* [Listed entries]
PR #204, opened 2016-12-22
Hint component: Deprecate orientation prop in favor of two new prop (horizontalAlign, verticalAlign)

alee8:
This is the set of changes to realize the new proposal for Hint that I put forward about a week ago.  

Here's the proposal in its entirety:
react-vis-hint-prop

@chrisirhc Your comments [to clarify ORIENTATION constants](https://github.com/uber/react-vis/pull/200/files/b12458ce05c6325ad903a5dff00d4464cf2a8cf9#r92089079) and [to accept top/left/right/bottom css props to override Hint behavior ](https://github.com/uber/react-vis/pull/200/files/b12458ce05c6325ad903a5dff00d4464cf2a8cf9#r92051269) provoked me to re-think the previous [PR](https://github.com/uber/react-vis/pull/200).  This new PR would replace the previous [PR](https://github.com/uber/react-vis/pull/200).

I would like to propose the following to address and reduce your underlying concern while maintaining the original spirit of Hint orientation props in the API.  I believe your underlying concern was the long list of orientation constants options and the conflating of two axis/edges into one property.  I suggest we tease apart the orientation property into two separate properties that better address the placement of hints.

Specifically, the two new properties are horizontalAlign and verticalAlign. They have the following values.  See the attached image elaborating on the values and a few examples illustrating hint placements.

- horizontalAlign: auto, left, right, leftEdge, rightEdge
- verticalAlign: auto, top, bottom, topEdge, bottomEdge

This proposal extends the current option of Hint placement with a new, second option:

1. Current - around one of the data point's 4 quadrants (resulting from two axes bisecting data point).
2. New - pinned to one edge of the plot (leftEdge, rightEdge, topEdge, bottomEdge) and positioned along that edge using data point's other dimension value.

For auto, it would follow the existing notion: place hint as determined by the x or y value but aligning to fit within the inner portion of the plot.  This would also work if the other dimension were pinned to an edge.

This change will drop support of existing ORIENTATION property and its string value in favor of the above proposal.  It will be a breaking change to the Hint API.

The merits of this proposal compared to the alternate proposal from @chrisirhc - [hint positionOverrides proposal](https://github.com/uber/react-vis/pull/203) are:

1. The two placement options are practically the only two possible placement of Hints.  CSS styling and flex layout will enable offset adjustment, if desired, with each option. 
2. This will enable most users to use Hint, out of the box, by selecting the desired placement and then focusing on CSS styling.
3. @chrisirhc proposal enable a power-user option - programmatic determination of positionOverrides(left, right, top, bottom) beyond setting their values to 0.  The utils exposed in this API would facilitate mapping domain scale to screen scale for setting these values. However, the need for this option and the audience for programmatic scheme are very small compared to the placement options proposed herein.

### DIFF
--- a/src/lib/plot/hint.js
+++ b/src/lib/plot/hint.js
@@ -23,11 +23,34 @@ import React from 'react';
 import PureRenderComponent from '../pure-render-component';
 import {getAttributeFunctor} from '../utils/scales-utils';
 
-const ORIENTATION_AUTO = 'auto';
-const ORIENTATION_TOPLEFT = 'topleft';
-const ORIENTATION_BOTTOMLEFT = 'bottomleft';
-const ORIENTATION_TOPRIGHT = 'topright';
-const ORIENTATION_BOTTOMRIGHT = 'bottomright';
+/*
+ * Hint provides two options for placement of hint:
+ * a) around a data point in one of four quadrants (imagine the point bisected
+ *    by two axes -vertical, horizontal- creating 4 quadrants around a data
+ *    point).
+ * b) **New** pin to an edge of chart/plot area and position along that edge
+ *    using data point's other dimension value.
+ *
+ * To support these two options, deprecate one Hint props (orientation) with two
+ * new Hint props (horizontalAlign, verticalAlign) with following values:
+ *
+ *   horizontalAlign: auto, left, right, leftEdge, rightEdge
+ *   verticalAlign: auto, bottom, top, bottomEdge, topEdge
+ *
+ * Thus, the following ALIGN constants are the values for horizontalAlign
+ * and verticalAlign
+ */
+const ALIGN = {
+  AUTO: 'auto',
+  LEFT: 'left',
+  RIGHT: 'right',
+  LEFT_EDGE: 'leftEdge',
+  RIGHT_EDGE: 'rightEdge',
+  BOTTOM: 'bottom',
+  TOP: 'top',
+  BOTTOM_EDGE: 'bottomEdge',
+  TOP_EDGE: 'topEdge'
+};
 
 /**
  * Default format function for the value.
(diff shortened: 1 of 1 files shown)


src/lib/plot/hint.js
```diff
@@ -199,17 +285,18 @@ class Hint extends PureRenderComponent {
...
     const y = getAttributeFunctor(this.props, 'y')(value);
 
-    const orientation = initialOrientation === ORIENTATION_AUTO ?
-      this._getOrientationFromAuto(x, y) : initialOrientation;
+    const align = this._getAlign(x, y);
 
     return {
-      style: this._getOrientationStyle(orientation, x, y),
-      className: this._getOrientationClassName(orientation)
+      style: this._getAlignStyle(align, x, y),
```
chrisirhc: How about optionally taking a prop to replace this function call with something like `this.props.getPositionStyle(this.props, x, y)`.

The default prop for the `getPositionStyle` will be provided by us with these align/orientation capabilities. However, they'll be overridable.

src/lib/plot/hint.js
```diff
@@ -199,17 +285,18 @@ class Hint extends PureRenderComponent {
...
+      className: this._getAlignClassNames(align)
```
chrisirhc: Can be `this.getClassNames(this.props)`, and that method can call `_getOrientationClassName` or `_getAlignClassNames` depending on whether `align` is used.

src/lib/plot/hint.js
```diff
@@ -51,143 +84,250 @@ class Hint extends PureRenderComponent {
...
+   * Get the class names from align values.
+   * @param {Object} align object with horizontal and vertical prop strings.
+   * @returns {string} Class names.
    * @private
    */
-  _getOrientationClassName(orientation) {
-    return `rv-hint--orientation-${orientation}`;
+  _getAlignClassNames(align) {
+    return `rv-hint--horizontalAlign-${align.horizontal}
+     rv-hint--verticalAlign-${align.vertical}`;
```
chrisirhc: We should leave in the `rv-hint--orientation-` classnames from before if the user is using orientation so that users that still depend on it can still use it.

src/lib/plot/hint.js
```diff
@@ -51,143 +84,250 @@ class Hint extends PureRenderComponent {
...
+    }
+
     const {
       innerHeight,
-      marginBottom} = this.props;
+      marginBottom
+    } = this.props;
     return {
-      bottom: `${marginBottom + innerHeight - y}px`
+      bottom: marginBottom + innerHeight - y
```
chrisirhc: no `px`?

alee8: Not necessary as inline style supports bottom as an int.

src/lib/plot/hint.js
alee8: Okay, I will add it in if orientation exists.

chrisirhc:
Looks good. Will approve once changes are done.

alee8:
Thanks. 
The final change was to create new align object prop with {horizontal, vertical} props.
Maintain backward compatibility for those using orientation prop (remapping to align object).

PR #205, opened 2016-12-22
Examples only for PR204 to Deprecate orientation prop in favor of two new props (horizontalAlign, verticalAlign)

alee8:
This is the examples only portion that uses the new proposed Hint props - horizontalAlign, verticalAlign - ([PR#204](https://github.com/uber/react-vis/pull/204)) .  PR#204 contained only the change to hint.js  So, this PR is only useful if [PR#204](https://github.com/uber/react-vis/pull/204) is accepted.

Added 3 new examples to illustrate the new Hint props (see attached figure) and to serve as test of the new Hint props:
1. Dynamic Simple Edge Hints - Illustrates each point using different horizontalAlign, verticalAlign options.  The hint box includes text on which option is used.  There is no additional CSS styling. So, the example illustrates edge and quadrant placement clearly before any CSS treatment.
2. Dynamic Simple Top Edge Hints - illustrates pinning hint to top edge but using AUTO for placement of hint box along the top edge.  The Hint's AUTO algorithm uses horizontalAlign=RIGHT for the first 2 points as they are on the left side of the plot and horizontalAlign=LEFT for the last 2 points as they are on the right side of the plot.  The pole in the hint is created using additional combination of MarkSeries and Line Series to create the pole line.
3. Dynamic Complex Edge Hints - illustrates the 4 edge placement represented by the 4 data points.  More importantly, it shows how the provided children contain divs with CSS classes that allow creation of pole line (using CSS) and how the hint box with a short stem (extending from the plot edge) can be offset (using flex layout). It supports the argument that offsets can be handled with CSS.

hint-align

### DIFF
--- a/src/example/main.js
+++ b/src/example/main.js
@@ -44,6 +44,7 @@ import DynamicHints from './plot/dynamic-hints';
 import DynamicComplexEdgeHints from './plot/dynamic-complex-edge-hints';
 import DynamicSimpleEdgeHints from './plot/dynamic-simple-edge-hints';
 import DynamicSimpleTopEdgeHints from './plot/dynamic-simple-topedge-hints';
+import DynamicProgrammaticRightEdgeHints from './plot/dynamic-programmatic-rightedge-hints';
 import StaticCrosshair from './plot/static-crosshair';
 import DynamicCrosshair from './plot/dynamic-crosshair';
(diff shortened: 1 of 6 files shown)


alee8:
Thanks,
Added examples that illustrate and serve as test verification of new Hint align prop.

PR #206, opened 2016-12-29
bound _formatCrosshairTitle with this

keshavnandan:
_formatCrosshairTitle method wasn't bound to this in the constructor. This commit fixes that.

* [Assignment] Look over the entries for "replace", then copy every line that includes that string.

* [Completed task]
@chrisirhc Your comments [to clarify ORIENTATION constants](https://github.com/uber/react-vis/pull/200/files/b12458ce05c6325ad903a5dff00d4464cf2a8cf9#r92089079) and [to accept top/left/right/bottom css props to override Hint behavior ](https://github.com/uber/react-vis/pull/200/files/b12458ce05c6325ad903a5dff00d4464cf2a8cf9#r92051269) provoked me to re-think the previous [PR](https://github.com/uber/react-vis/pull/200).  This new PR would replace the previous [PR](https://github.com/uber/react-vis/pull/200).
chrisirhc: How about optionally taking a prop to replace this function call with something like `this.props.getPositionStyle(this.props, x, y)`.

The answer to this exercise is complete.